▶ [Task instructions]
Report each line from the records where the string "value" turns up.

━━━━━━━━━━

Issue #1262, opened 2026-07-28
missing-tests: 20 source modules (~3.9k lines) have no test file, concentrated in src/ui/


allenhutchison:
## What

The test suite is broad (164 files, 3523 tests) but has a structural hole: **20 non-type, non-barrel, non-generated source modules — about 3,900 lines — are never imported by any test.** They are heavily concentrated in `src/ui/` (modals and agent-view helpers), and they include several modules that gate destructive or permission-sensitive behavior.

This is an umbrella issue because the findings share one root cause (Obsidian `Modal` / view classes are awkward to instantiate under jsdom, so they got skipped) and a reviewer should weigh them against each other rather than pick them up in isolation. It is a tracker: file one sub-issue per module (or per cluster) when picking it up.

Note the repo *does* have working patterns for this — `test/ui/management-modal-base.test.ts`, `test/ui/settings-general.test.ts`, and `test/ui/agent-view/*` all exercise Obsidian UI classes against the `__mocks__/obsidian` fixture. The gap is coverage, not missing infrastructure.

## Evidence

Detection: collect every `from '…src/…'` and `vi.mock('…src/…')` specifier across `test/`, resolve barrel imports (e.g. `src/tools/vault` covers `src/tools/vault/*`), then diff against `src/**/*.ts`. Excluded from the list below: `src/i18n/*` (AI-generated), `src/services/generated-help-references.ts` (build-generated), type-only modules (`src/types/*`, `src/services/skill-types.ts`), barrels (`src/index.ts`, `src/api/index.ts`, …), and modules covered transitively through a re-export (`src/services/hook-types.ts` — `renderPrompt` is tested via `hook-manager`).

**Priority 1 — behavior-gating, test them first**

| Module | Lines | Why it matters |
| --- | --- | --- |
| `src/ui/agent-view/agent-view-tools.ts` | 380 | The `AgentView` adapter over `AgentLoop` — tool batching, confirmation dispatch, and `inlineData` injection all land here. |
| `src/services/headless-confirmation-provider.ts` | 33 | Tiny, but it is the auto-approve provider for every headless run (hooks, scheduled tasks). A regression here silently approves things unattended. |
| `src/ui/components/tool-policy-editor.ts` | 243 | Edits the per-feature tool policy that decides what a hook or scheduled task may run. |
| `src/ui/yolo-confirmation-modal.ts` | 72 | The bypass-confirmations surface. |

**Priority 2 — large, actively-changing UI**

[...]

PR #1280, opened 2026-07-30
feat(agent): replace native confirm() on session delete with an inline row confirm

### LINKED ISSUE #1275: Obsidian-API drift: session delete uses a native `confirm()` dialog instead of an Obsidian modal
## What

`coding.md`'s "Obsidian API first" rule says to prefer built-in Obsidian API over low-level operations. Deleting an agent session from the session list is the one place in `src/` that reaches for the browser's native `confirm()` instead — a blocking dialog rendered by the host chrome, outside Obsidian's modal system and outside the plugin's theming. It is already flagged in place with an eslint suppression and a `TODO`, so the intent to replace it exists; it just hasn't been picked up.

Three things make it worth doing rather than leaving as a permanent `TODO`:

1. **It is destructive.** This is the confirmation gate on deleting a session's history file — the one dialog in the plugin where a mis-click is unrecoverable.
2. **Mobile.** `confirm()` behavior in the Obsidian mobile webview is not something the plugin controls, and every other confirmation surface here is a real Obsidian `Modal`. This is the outlier.
3. **It is the only one.** A grep for `confirm(` / `alert(` across `src/` returns exactly this site — so fixing it retires the `no-alert` suppression from the codebase entirely rather than fixing one of many.

Routed as an issue rather than a PR because there is no shared confirm-modal component to drop in, and the repo has **two** established patterns to choose between — that choice is the design decision.

## Evidence

`src/ui/agent-view/session-list-modal.ts:241–247`:

```ts
deleteBtn.addEventListener('click', (e) => {
    e.stopPropagation();
    // eslint-disable-next-line no-alert -- TODO: replace with Obsidian confirmation Modal
    if (confirm(t('agent.sessionList.deleteConfirm', { title: session.title }))) {
        void this.deleteSession(session);
    }
});
```

- Only occurrence in the tree: `grep -rn '\bconfirm(\|\balert(' src/ --include='*.ts'` returns this line and nothing else.
- It is also the sole `no-alert` entry in the codebase's 50 eslint suppressions.

Existing patterns it could adopt, both already in the repo:

- **Two-step inline confirm** — `src/ui/scheduler-management-modal.ts` and `src/ui/hook-management-modal.ts` turn the delete button into a confirm button in place. Styles already exist (`.gemini-scheduler-confirm-delete`, `styles.css:5127`). No new component, no new modal, and it works inside an already-open modal — which matters here, since the session list *is* a modal and stacking a second one is the awkward case.
- **Dedicated modal** — `src/ui/yolo-confirmation-modal.ts` is the closest thing to a reusable confirmation surface, though it is purpose-built rather than generic.

## Proposed unit of work

- Pick a pattern. The two-step inline confirm is the lower-risk one: it matches what the other two management modals already do, needs no new file, and avoids a modal-over-modal interaction. A generic `ConfirmModal` is the higher-value option only if a second caller is expected.
- Replace the `confirm()` call in `session-list-modal.ts` with the chosen pattern and drop the `eslint-disable-next-line no-alert` comment.
- Keep the existing i18n key `agent.sessionList.deleteConfirm` as the message; a two-step button needs one additional short label key in `src/i18n/en.ts` (the confirm state), added with its `context` per the i18n rule. Per-language files regenerate from the `Update UI translations` workflow — no manual translation needed.
- Style the confirm state from the `--gs-*` tokens; reuse `--gs-error` as the scheduler delete button does rather than introducing new color.
- If a generic `ConfirmModal` is chosen instead, put it in `src/ui/components/` alongside `management-modal-base.ts` and give it a test in the `test/ui/management-modal-base.test.ts` shape.

## Out of scope

- Migrating the scheduler and hook modals' existing confirm flows. They already comply; this issue is only about the one non-compliant site.
- Adding an undo path for session deletion, or changing what `deleteSession` actually does.
- The other 49 eslint suppressions in `src/`, which are unrelated rules with their own rationales.
- Any broader redesign of the session list.

---

allenhutchison:
## Summary

Deleting an agent session from the session list was gated by the browser's native `confirm()` — the only such call left in `src/`, carrying its own `no-alert` eslint suppression and a `TODO`. It renders outside Obsidian's modal system and its mobile-webview behavior isn't the plugin's to control, on the one dialog in the plugin where a mis-click is unrecoverable.

This replaces it with a **row-level inline confirm**: clicking the trash icon swaps that row's action buttons for the existing `Delete session "…"?` prompt plus **Delete** / **Cancel**; Cancel rebuilds the buttons. The list keeps its scroll position and filter state, and no second modal is stacked over the session list.

Two notes on the approach, since the issue's framing was slightly off:

- The issue described the existing pattern as modals that "turn the delete button into a confirm button in place." They don't — `ManagementModalBase.confirmDelete()` empties `contentEl` and renders a full-pane confirm screen. There was no row-level in-place confirm in the repo, so this is a new micro-pattern rather than reuse, and it's worth saying so plainly.
- `SessionListModal extends Modal` directly, not `ManagementModalBase`, so there was nothing to inherit either way. A full-pane swap here would discard the filtered list's scroll position to ask one question — the same re-render dance `deleteSession()` already performs after a successful delete.

This retires the last `no-alert` suppression from the codebase: `grep -rn '\bconfirm(\|\balert(' src/ --include='*.ts'` is now empty, and `npm run lint` passes with the suppression deleted rather than relocated.

Built by the auto-dev pipeline from the plan approved on the issue.

Fixes #1275

## Changes

- `src/ui/agent-view/session-list-modal.ts` — replace the `confirm()` branch with the inline confirm; delete the `eslint-disable-next-line no-alert` and its `TODO`. Row-action rendering moves into `renderSessionActions()` so cancelling rebuilds buttons with live handlers instead of un-hiding stale ones. `showDeleteConfirm()` renders the prompt and the two decision buttons; `dismissDeleteConfirm()` restores. State is one `pendingDelete` restore-callback on the instance, so at most one row confirms at a time — opening a confirm on a second row dismisses the first. Confirm and cancel clicks call `stopPropagation()`, since the row's own click handler opens the session and closes the modal; a leaked click there would be the worst possible misfire. `renderSessionList()` clears the pending callback so a filter change or post-delete re-render can't restore actions onto a detached element, and `onClose()` tears down both the callback and the key listener.
- `src/i18n/en.ts` — two new keys with `context` per the i18n rule (`agent.sessionList.deleteConfirmAction`, `agent.sessionList.deleteCancel`). `agent.sessionList.deleteConfirm` is reused as the prompt; its `context` was updated since it no longer describes a browser dialog. Per-language files regenerate via the `Update UI translations` workflow — no manual translation here, and `t()` falls back to English for the two new keys until it runs.
- `styles.css` — confirm-state styles from the `--gs-*` tokens only. The Delete button reuses the `--gs-error` / `--gs-on-error` pairing the scheduler modal's confirm-delete button uses (`--gs-on-error` landed in #1272, which has since merged, so no competing literal was needed). While confirming, the action area is allowed to shrink and the prompt ellipsizes, with `flex-shrink: 0` on both buttons so the decision controls are never squeezed by a long session title.
- `test/ui/agent-view/session-list-confirm.test.ts` (new) — 9 tests. This modal was on the untested list in #1262, so this is its first coverage.

**Escape handling:** Escape cancels a pending confirm instead of closing the modal, via a capture-phase `keydown` listener on `modalEl` — capture there runs before Obsidian's document-level close handler, so stopping propagation keeps the modal open. Scoping it to `modalEl` rather than `document` avoids swallowing Escape for any other surface. The listener only sees the event when focus is inside the modal, which is the case here because reaching the confirming state requires clicking the row's delete button. If focus were somehow outside, Escape closes the modal — which deletes nothing, so the degradation is safe.

**No docs update.** `docs/` and `README.md` describe session deletion as a user action, not the shape of its confirmation dialog — checked: the only nearby matches are `docs/reference/settings.md:523` (tool-permission confirmations, unrelated) and `README.md:305` (deleting session files manually). Nothing documents the browser dialog, so there is nothing to rewrite.

## Screenshots / Screencast

Not included — no Obsidian runtime in the build sandbox to capture one. See the verification note below; the visual pass is the one thing this PR asks a human to do.

### Required

- [x] This PR is linked to an approved issue where the approach was discussed with a maintainer — #1275, plan approved on the issue
- [x] All CI checks pass (`npm test`, `npm run build`, `npm run format-check`) — full pre-flight green locally: `format-check`, `lint` (0 errors), `build`, `typecheck:test`, `test` (169 files / 3665 tests), plus `lint:cycles` (no cycles)
- [ ] I have tested this change on Desktop — **not done.** No Obsidian runtime in the build sandbox, so the two-click flow, the Escape path, and the light/dark appearance were **not** exercised end-to-end. Behavioral verification not run in sandbox — needs a manual check. Covered by unit tests at the DOM level, which is not the same thing.
- [ ] I have verified this change does not break Mobile (or includes appropriate platform guards) — **not verified at runtime**, same reason. No platform guard is needed: the change removes a host-chrome dialog and replaces it with plugin-rendered DOM and Obsidian APIs only, which is strictly better on mobile than the `confirm()` it replaces. Worth a tap-target glance on a phone.
- [x] Documentation has been updated (if applicable) — N/A, see "No docs update" above

### AI-Generated Code

---
_Generated by [Claude Code](https://claude.ai/code/session_01P4XsYeBhkuVqWLA18UVDM1)_

## Summary by CodeRabbit

* **New Features**
  * Added inline delete confirmation controls to session list rows, with **Delete** and **Cancel** actions.
  * Escape now cancels an active row confirmation without closing the session list modal.
* **Bug Fixes**
  * Prevented accidental deletion by replacing blocking confirmation dialogs with an inline prompt.
  * Cancel now restores the row’s original actions and avoids cross-row impact.
* **Tests**
  * Added UI coverage for inline confirmation, cancellation, multi-row behavior, and keyboard handling.

### DIFF
--- a/src/i18n/en.ts
+++ b/src/i18n/en.ts
@@ -2744,7 +2744,16 @@ export const en = {
 	},
 	'agent.sessionList.deleteConfirm': {
 		message: 'Delete session "{title}"?',
-		context: 'Browser confirmation dialog before deleting a session. {title} is the session title.',
+		context:
+			'Inline confirmation prompt shown in the session row before deleting a session. {title} is the session title.',
+	},
+	'agent.sessionList.deleteConfirmAction': {
+		message: 'Delete',
+		context: 'Label on the button that confirms deleting a session, next to the inline confirmation prompt.',
+	},
+	'agent.sessionList.deleteCancel': {
+		message: 'Cancel',
+		context: 'Label on the button that dismisses the inline session-delete confirmation without deleting.',
 	},
 	'agent.sessionList.deleted': {
 		message: 'Session "{title}" deleted',
--- a/src/ui/agent-view/session-list-modal.ts
+++ b/src/ui/agent-view/session-list-modal.ts
@@ -22,6 +22,14 @@ export class SessionListModal extends Modal {
 	private projectMap: Map<string, string> = new Map();
 	/** Current filter selection: 'all', 'none', or a project file path. */
 	private selectedFilter: string = FILTER_ALL;
+	/**
+	 * Restores the action buttons of the row currently showing its delete
+	 * confirmation, or null when no row is confirming. Doubles as the "is a
+	 * confirm pending?" flag — at most one row confirms at a time.
+	 */
+	private pendingDelete: (() => void) | null = null;
+	/** Capture-phase Escape handler; cancels a pending confirm before the modal closes. */
+	private escapeHandler: ((evt: KeyboardEvent) => void) | null = null;
 
 	constructor(
 		app: App,
@@ -40,6 +48,17 @@ export class SessionListModal extends Modal {
 		contentEl.empty();
 		contentEl.addClass('gemini-session-modal');
 		this.modalEl.addClass('mod-gemini-session-modal');
+
+		// Escape cancels a pending row confirmation rather than closing the whole
+		// modal. Capture phase on modalEl runs before Obsidian's document-level
+		// close handler, so stopping propagation there keeps the modal open.
+		this.escapeHandler = (evt: KeyboardEvent) => {
+			if (evt.key !== 'Escape' || !this.pendingDelete) return;
+			evt.preventDefault();
+			evt.stopPropagation();
+			this.dismissDeleteConfirm();
+		};
+		this.modalEl.addEventListener('keydown', this.escapeHandler, true);
 
 		// Title
 		contentEl.createEl('h2', { text: t('agent.sessionList.title') });
@@ -172,6 +191,9 @@ export class SessionListModal extends Modal {
 	}
 
 	private renderSessionList(container: HTMLElement) {
+		// Any row mid-confirmation is about to be replaced; drop the stale restore
+		// callback so it can't rebuild actions on a detached element.
+		this.pendingDelete = null;
 		const filtered = this.getFilteredSessions();
 
 		if (filtered.length === 0) {
@@ -222,30 +244,7 @@ export class SessionListModal extends Modal {
 
 			// Actions
 			const actionsDiv = sessionItem.createDiv({ cls: 'gemini-session-actions' });
-
-			// Open button
-			const openBtn = actionsDiv.createEl('button', {
-				cls: 'gemini-session-action-btn',
-				title: t('agent.sessionList.openTooltip'),
-			});
-			setIcon(openBtn, 'arrow-right');
-
-			// Delete button
-			if (this.callbacks.onDelete) {
-				const deleteBtn = actionsDiv.createEl('button', {
-					cls: 'gemini-session-action-btn delete',
-					title: t('agent.sessionList.deleteTooltip'),
-				});
-				setIcon(deleteBtn, 'trash-2');
-
-				deleteBtn.addEventListener('click', (e) => {
-					e.stopPropagation();
-					// eslint-disable-next-line no-alert -- TODO: replace with Obsidian confirmation Modal
-					if (confirm(t('agent.sessionList.deleteConfirm', { title: session.title }))) {
-						void this.deleteSession(session);
-					}
-				});
-			}
+			this.renderSessionActions(actionsDiv, session);
 
 			// Click handler for the entire item
 			sessionItem.addEventListener('click', () => {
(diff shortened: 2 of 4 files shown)


allenhutchison:
Addressed the one actionable finding (`styles.css` — cancel button using raw `--interactive-*`) in 6e2f5a2, though not by the swap that was suggested. The underlying complaint was right; the prescribed fix would have been wrong.

**Why not the literal swap.** There is no `--gs-*` token that aliases `--interactive-normal` / `--interactive-hover`. The token layer's surface tokens are `--gs-surface` (`--background-primary`), `--gs-surface-alt` (`--background-secondary`) and `--gs-hover` (`--background-modifier-hover`) — all different Obsidian variables. Substituting one would be a **value-changing** edit dressed as a token migration, and `docs/contributing/design-system.md` is explicit on both counts: raw vars are the documented holdout for "other Obsidian variables with no `--gs-` equivalent" (alongside the font-size scale and `--size-2-*`), and a value-preserving change must be verified by computed parity **in a live vault** — which this sandbox has no Obsidian runtime for. So the swap would have traded a sanctioned holdout for an unverifiable appearance change.

**What the code does instead.** `ManagementModalBase.confirmDelete()` (`src/ui/components/management-modal-base.ts:163`) already answers this for the same control: its cancel button is a bare `<button>` with **no class at all**, and only the destructive button is styled. So the cancel button's three colour declarations are simply gone — it inherits Obsidian's native button chrome, and sizing still comes from the shared rule it shares with Delete. That removes the raw variables rather than relocating them, adds no token, changes no token semantics, and leaves Delete as the only button in the block reaching for colour (`--gs-error` / `--gs-on-error`). The block is now `--gs-*` throughout apart from `--font-ui-smaller`, which is the documented font-scale holdout. It's also strictly more theme-adaptive than what I had: the button is whatever the active theme makes a button look like.

The 19 other raw `--interactive-normal` / `--interactive-hover` uses elsewhere in `styles.css` are pre-existing and fall under the same documented holdout, so I've left them alone rather than widening this PR — if you'd like tokens minted for interactive-control surfaces, that's a design-system change worth its own issue and its own live-vault parity check.

Pre-flight re-run green: `format-check`, `lint` (0 errors), `build`, `typecheck:test`, `test` (169 files / 3665 tests). CSS-only change; the 9 new tests assert behaviour, not colour, and still pass.

One note on the ast-grep warning for `document.body.innerHTML = ''` in the new test: that's a constant empty string in `beforeEach` teardown, matching the existing convention in `test/ui/update-notification-modal.test.ts` and others. No untrusted input is involved, so I've left it consistent with its neighbours rather than making this one file an outlier.

**Still unverified, deliberately:** no Obsidian runtime here, so the cancel button's native appearance in light/dark — like the rest of this PR's visual surface — hasn't been seen running. The Desktop/Mobile checklist items stay unticked.

---

allenhutchison:
On the follow-up note asking to verify the inherited Cancel styling in a live vault across Desktop/Mobile and light/dark: agreed, and that check is not something this pipeline can perform — the build sandbox has no Obsidian runtime. It is already recorded as such rather than quietly assumed: the Desktop and Mobile checklist items above are deliberately unticked, and the PR body carries `behavioral verification not run in sandbox`. The same gap covers the whole visual surface of this change, not just the Cancel button.

Worth noting the direction of the risk here, since the guideline quoted is about token migrations. This change removed colour declarations rather than substituting a token, so Cancel now renders with Obsidian's own button chrome — the same styling every unclassed `<button>` in the plugin's modals gets, including the cancel button in `ManagementModalBase.confirmDelete()`. If it were illegible in some theme, every stock button in that theme would be too. That makes it a lower-risk state than the `--interactive-*` literals it replaced, though it is still unverified, which is why the checklist stays honest about it.

CI is green on 6e2f5a2 (test, lint, CodeQL, both Analyze jobs, dead-code report). Nothing further from me on this PR — it's ready for your review, with the one-vault visual pass as the outstanding item.

---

━━━━━━━━━━

▶ [Written response]
- Pick a pattern. The two-step inline confirm is the lower-risk one: it matches what the other two management modals already do, needs no new file, and avoids a modal-over-modal interaction. A generic `ConfirmModal` is the higher-value option only if a second caller is expected.
**Why not the literal swap.** There is no `--gs-*` token that aliases `--interactive-normal` / `--interactive-hover`. The token layer's surface tokens are `--gs-surface` (`--background-primary`), `--gs-surface-alt` (`--background-secondary`) and `--gs-hover` (`--background-modifier-hover`) — all different Obsidian variables. Substituting one would be a **value-changing** edit dressed as a token migration, and `docs/contributing/design-system.md` is explicit on both counts: raw vars are the documented holdout for "other Obsidian variables with no `--gs-` equivalent" (alongside the font-size scale and `--size-2-*`), and a value-preserving change must be verified by computed parity **in a live vault** — which this sandbox has no Obsidian runtime for. So the swap would have traded a sanctioned holdout for an unverifiable appearance change.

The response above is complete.